Молча всем бараком жуем этого гуся и, стуча зубами, следим, не догадывается ли он все-таки про пальму. Сколько прошло времени в этом невыносимом напряжении... Наконец вся банда вышла из КВЧ, и Нина вешает замок. Вот тебе бабушка и Татьянин день!»
— Жизнь вам после лагеря показалась...
— ...ужасающей. Я вернулась с лагерным мешком за спиной. Хорошо, что похудела — все дочкины вещи стали мне впору. Сняла комнату, стала ездить по стране с концертами, зарабатывать деньги на квартиру. А вокруг разруха, все в развалинах. После шести лет в лагерях я не узнала Москву: пьянство, разврат. Травить меня стали еще сильнее, чем до ареста. Порой я думала, что лучше бы осталась в лагере, там было даже легче. Главному режиссеру запрещали давать мне главные роли в театре.
— Мне показалось, что театр вы любите больше, чем кино?
— Я считаю, что вообще ничего не сыграла в кино. Все было плохо или не мое. Свои лучшие роли я сыграла в театре. Знаете, какая смешная история случилась с моей Роксаной? На фестивале «Кинотавр» в Сочи на одном из вечеров встает милый человечек и громко просит его выслушать: «Мне было лет 12, и я был абсолютным шалопаем. Неизвестно, кем бы я стал, если бы нечаянно не попал на спектакль «Сирано де Бержерак». Я увидел на сцене артистку, которая перевернула всю мою жизнь. Она здесь. — Он посмотрел на меня. — Это была Окуневская». А человечек этот был Егор Яковлев, редактор «Общей газеты».
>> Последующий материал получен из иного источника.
PR #172, opened 2024-09-16
change the HERA's RDAS_DATA location to be under the role.rrfsfix account

guoqing-noaa:
This is to make things consistent with Jet, Gaea and rrfs-workflow.

The role.rrfsfix account has special environments to facilitate the use of the '[git-mega](https://github.com/git-mega/git-mega)' tool for the level 2 management of fix files (_note: only the fix file management team needs to deal with git-mega_)

The role.rrfsfix account is used only for the fix file management and will NOT run any jobs so as to ensure full data integrity.

### DIFF
--- a/ush/init.sh
+++ b/ush/init.sh
@@ -6,7 +6,7 @@ basedir="$(dirname "$ushdir")"
 
 case ${MACHINE_ID} in
   hera)
-    RDAS_DATA=/scratch1/NCEPDEV/fv3-cam/RDAS_DATA
+    RDAS_DATA=/scratch2/BMC/rtrr/RDAS_DATA
     ;;
   jet)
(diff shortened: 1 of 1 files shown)


ShunLiu-NOAA:
@guoqing-noaa As we discussed in the email, it is not necessary to combine rrfs fix files and rdas test case.

guoqing-noaa:
@ShunLiu-NOAA Yes, we don't have to make this change.
But as we use "role.rrfsfix" for Jet, Gaea C5 and C6 for RDAS_DATA and for the HPSS archive of RDAS_DATA, this change will make things consistent.

guoqing-noaa:
close this PR per conversation

Issue #173, opened 2024-09-17
MPAS plot scripts plot incorrect domain shapes


delippi:
The plotting scripts used for visualizing data on an MPAS grid is producing incorrect plots due to issues with handling concave boundaries. The scripts are intended to create contour plots for temperature increments, spread, etc., but the visual output is distorted around the concave areas of the domain.

For example, here is the ensemble spread plot with lat/lon points overlaid. The scatter points (blue) show what the domain should look like while the contour fill is trying to fill in areas that are not actually part of the domain. This can lead to confusion when interpreting plots.
![spread_airTemperature](https://github.com/user-attachments/assets/c59d95a4-69f9-4f51-8841-6eaa8c2a86ff)

This issue will track progress with updating the plotting scripts.

delippi:
I'm able to get the plot to show the correct domain shape by using:
```
# Plot using Delaunay triangulation
triang = Triangulation(lons, lats, tri.simplices)
mask = TriAnalyzer(triang).get_flat_tri_mask(min_circle_ratio=0.1)
triang.set_mask(mask)

# Plot the variance data on the triangulation
c1 = m1.tricontourf(triang, var, cmap=cmap, levels=100, transform=ccrs.PlateCarree())
```

Left is before. Right is after.
![merged_image](https://github.com/user-attachments/assets/65e7884b-003b-4be4-8382-2825c0812045)

guoqing-noaa:
Great work. Thanks, @delippi!

delippi:
And working for the increment plot as well.

Edit: Image updated

![merged_increment_airTemperature](https://github.com/user-attachments/assets/ac3d05b5-dee4-4d7b-8f92-08ad107a6895)

delippi:
I just used scatter(lon,lat) for plotting domain area of offline domain check. We also see why 10% hull shrink is required to remove all obs that could be outside the domain (especially in the south part of the domain).
![merged_domain_check_MPAS_aircraft](https://github.com/user-attachments/assets/bb75a4cb-e406-425b-932e-7a1ffaccf28b)

SamuelDegelia-NOAA:
Thanks @delippi this is a good find. BTW, one of my versions of the offline domain check uses a concave hull approach. That could help remove any obs inside the concave section without needing to shrink it further and remove valid obs. But that code has a problem of needing python modules that are not available with any of the RDASApp modulefiles

delippi:
[...]

PR #174, opened 2024-09-17
updated the mpas plotting scripts

delippi:
Updated the mpas plotting scripts (the domain check also has plotting script built in) to correctly plot mpas domain edges. Prior to this update the concave boundaries would be filled by the plotting routines incorrectly leading to potential misinterpretation of data. The scripts were also cleaned up a little.

This fixes the following issue: https://github.com/NOAA-EMC/RDASApp/issues/173

### DIFF
--- a/rrfs-test/IODA/offline_domain_check.py
+++ b/rrfs-test/IODA/offline_domain_check.py
@@ -59,23 +59,26 @@ parser = argparse.ArgumentParser()
 parser.add_argument('-g', '--grid', type=str, help='grid file', required=True)
 parser.add_argument('-o', '--obs', type=str, help='ioda observation file', required=True)
 parser.add_argument('-f', '--fig', action='store_true', help='disable figure (default is False)', required=False)
+parser.add_argument('-s', '--shrink', type=float, help='hull shrink factor', required=True)
 args = parser.parse_args()
 
 # Assign filenames
 obs_filename = args.obs
 grid_filename = args.grid  # see note above.
 make_fig = args.fig
+hull_shrink_factor = args.shrink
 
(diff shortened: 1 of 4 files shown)


ShunLiu-NOAA (dismissed):
Looks good to me. Thank you for the update.

SamuelDegelia-NOAA:
Nice solution @delippi. It looks like these python scripts assume "mpasout" files for the backgrounds. Do you want to hold off on merging this until #161 is merged? Also out of curiousity, what is reason for the difference in the increment vs. spread plots where the latter uses the extra `tri.simplices` argument in the `Triangulation` function?

delippi:
> Nice solution @delippi. It looks like these python scripts assume "mpasout" files for the backgrounds. Do you want to hold off on merging this until #161 is merged? Also out of curiousity, what is reason for the difference in the increment vs. spread plots where the latter uses the extra `tri.simplices` argument in the `Triangulation` function?

Good catch. That was not needed. I will update accordingly. That just allowed you to specify the triangulation. It works fine without that option.

guoqing-noaa:
@delippi Maybe you can change "mpasout" back to "restart" and test it with the latest RDASApp?
PR #161 will need more time to investigate. We would like to get your PR merged first.

delippi:
@SamuelDegelia-NOAA & @guoqing-noaa, I've reverted to the use of restart.nc instead of mpasout.nc and checked that it still works.

SamuelDegelia-NOAA (approved):

ShunLiu-NOAA (approved):

guoqing-noaa (approved):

— Ваша последняя роль в кино?
— «Принципиальный и жалостливый взгляд» Александра Сухочева. К сожалению, нет денег на копии фильма. А очень жаль, ведь это моя последняя «фильма»!
Рената ЛИТВИНОВА, сценаристка, актриса: «У меня был повод для знакомства с Татьяной Кирилловной, так как она снималась в фильме «Принципиальный и жалостливый взгляд» по моему сценарию. Мне передали, что Окуневская не хочет иногда говорить мои тексты, переделывает фразы, а когда мы впервые увиделись, она отстраненно сказала: «Ай, это женское искусство! Оно зависит от менструальных циклов». Фильм Муратовой «Увлеченье» она не досмотрела и ушла до финала. А «Три истории» все же досмотрела до конца. Сказала потом лаконично: «Образ маньячки вам удался». Но это ее скандальные фразы, она настоящая состоит из других фраз. «Я нищая, я абсолютно счастлива, что я нищая. Я не знаю, что такое счастье, но именно сейчас я испытываю счастье». Конечно, как только я ее увидела, я влю-би-лась. Смею сказать, что мы подружились. Каждая наша встреча — это урок для меня. Все говорят о ее незаурядной красоте, от которой невозможно отвлечься, не предполагая, что такая красавица может быть умна, благородна, независима, трогательна, беззащитна. И может быть сильной.
Я знаю, что люди так материальны, смертны, что мы можем потерять друг друга каждый день и вдруг. Я очень дорожу тем, что могу слушать ее голос, задавать свои дурацкие вопросы и просто быть где-то рядом. Таких женщин уже нет. Встреча с ней — подарок судьбы».